# Puente de diodos para transformador



## caishi (Jul 27, 2009)

Hola a todos!
despues de varias horas de buscar y buscar me incline a preguntar

tengo un transformador en buenas condiciones que saque de una radio vieja
caracteristicas:

made in Japon (no chino)
entrada *220v*
salida (segun mi tester (chino de $15 argentinos)) *9v* (dio eso exacto)

segun post que vi para calcular I e VA (https://www.forosdeelectronica.com/f21/obtener-algunos-datos-transformadores-17625/)
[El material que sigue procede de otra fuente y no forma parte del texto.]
PR #3424, opened 2026-07-26
[python] JIT cache: wait for the lock instead of spinning on it

atassis:
## Problem

`file_lock` is documented to wait up to `timeout_seconds` for the cache lock and
then raise. It does neither. On a held lock it spins.

`_try_acquire_lock` signals contention by **returning False** -- it catches the
`OSError` from `flock` / `msvcrt.locking` itself:

```python
try:
    fcntl.flock(lock_file.fileno(), fcntl.LOCK_EX | fcntl.LOCK_NB)
    return True
except OSError:
    return False
```

but the wait loop puts the sleep *and* the deadline check inside an `except
OSError` that nothing raises into:

```python
while True:
    try:
        if _try_acquire_lock(lock_file):
            break
    except OSError:                      # unreachable
        if time.time() - start_time > timeout_seconds:
            raise TimeoutError(...)      # unreachable
        time.sleep(0.1)                  # unreachable
```

So a contended `file_lock` retries with no delay and no deadline. Measured
against a held lock, the waiter makes **15,329,952 acquisition attempts per
second** and never returns until the holder releases. `timeout_seconds` has no
effect at any value.

## Concretely

The waiter's own latency is not the problem -- it gets the lock as soon as it is
free either way. The cost lands on everything else running on the machine.

Ten processes queued on a held lock, with ten unrelated CPU-bound jobs running
alongside them, on a 20-core host:

| | wall for the unrelated jobs |
|---|---|
| no waiters at all (control) | 1.01 s / 0.99 s |
| ten waiters, spinning (today) | 1.51 s / 1.73 s |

seccion= 4,5 (segun el post seria A= 1,8cm y B=2,5)
Pa=45,5625VA
Pr=36,45VA
por lo tanto:
Is=4,05A

ahora... de repente me olvide como hacer un puente de diodos .. (Muy triste)

mi consulta:

como calculo que diodos usar para la rectificacion?
que condensador usar?
le pongo reistencia?

quiero que ese transformador 220/9v sea 220/9v de salida en CC (corriente continua)

me dejarian los valores de los diodos y del condensador y o resistencia junto con un diagrama en forma de estrella (es que lo entiendo mejor   )



y por otro lado.. es posible mediante electronica (sin bobinados ni nada de eso) llevarlo a 18v o 24 (aunque si no se puede solo me conformo con 12) (dejar por favor un circuito o algo explicacion o link para esto ultimo please   )


desde ya muchas gracias!


----------



## AZ81 (Jul 28, 2009)

Más sencillo imposible, le compras un puente de diodos que ya van encapsulados los 4 y no te tienes que romper la cabeza, los tienes de B5000/3500-40V que te servira y como vas a sacar 4A un filtraje de 6000uF y te basta, y si quieres mejor filtraje una resistencia de 5 Ohm 10 W despues y otro condensador de 3000uF (un filtro pi).
Antonio


----------



## Dr. Zoidberg (Jul 28, 2009)

caishi dijo:
			
		

> y por otro lado.. es posible mediante electronica (sin bobinados ni nada de eso) llevarlo a 18v o 24 (aunque si no se puede solo me conformo con 12) (dejar por favor un circuito o algo explicacion o link para esto ultimo please   )



Para eso, buscá sobre dobladores de tensión o multiplicadores de tensión. Es una estupidez, se hace con dos diodos y dos capacitores, que a la vez rectifican y filtran

Saludos!


----------